#### DIRECTIONS:
Return the entries in their entirety, precisely as given.

━━━━━ SOURCE DATA ━━━━━

Issue #217, opened 2014-09-12
Run ReadableStream tests against ReadableByteStream


domenic:
At some point we probably want to figure out a way of running the ReadableStream tests against ReadableByteStream to cover their common surface area in terms of usage.

Will need to figure out some way of factoring out the creation logic, since that differs between each.

We might want to leave this for later when I am figuring out #216.

isonmad:
Is this issue obsoleted by e601d69f3ba40e6f4b5506e4bb1fbe3f3eabf393?

domenic:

━━━━━

#### TASK ANSWER:
Issue #217, opened 2014-09-12
Run ReadableStream tests against ReadableByteStream


domenic:
At some point we probably want to figure out a way of running the ReadableStream tests against ReadableByteStream to cover their common surface area in terms of usage.

Will need to figure out some way of factoring out the creation logic, since that differs between each.

We might want to leave this for later when I am figuring out #216.

isonmad:
Is this issue obsoleted by e601d69f3ba40e6f4b5506e4bb1fbe3f3eabf393?

domenic:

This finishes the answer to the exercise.